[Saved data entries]

PR #5763, opened 2018-02-03
Add "destroy()" to stream$Stream

piglovesyou:
I'm getting this error in my project.
`Error:(124, 5) property `destroy`. Property not found in stream$Writable` 
Let me fix it.

https://nodejs.org/api/stream.html#stream_writable_destroy_error

### DIFF
--- a/lib/node.js
+++ b/lib/node.js
@@ -1213,7 +1213,6 @@ declare class http$Agent {
 }
 
 declare class http$IncomingMessage extends stream$Readable {
-  destroy(error?: Error): void;
   headers: Object;
   rawHeaders: Array<string>;
   httpVersion: string;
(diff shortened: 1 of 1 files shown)


piglovesyou:
> mixed

Sure, I force pushed to mine. Sorry, I didn't understand the next one.

> It also looks like the object itself (stream$Stream).

piglovesyou:
fixing

piglovesyou:
@mrkev Done. Glad if you check this again.

nmote:
Looks good, I will get this merged

nmote:
Actually, when I took a closer look I realized that the base `stream` class doesn't actually have the `destroy` method. In both the implementation and the docs, `destroy` appears on the individual subclasses of `stream`. I think the Flow libdefs should remain faithful to the implementation, even if it doesn't seem to make a difference right now.

Furthermore, `destroy` returns `this`, not `void`.

There are a few other open PRs that address this issue and seem a bit closer to the ideal solution. Even though they were opened later, I think it will be fastest to close this and work with the other PR authors.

▶ PROBLEM:
Say how many lines in the entries contain the string "will". Nothing else belongs in the reply.

▶ SOLUTION:
2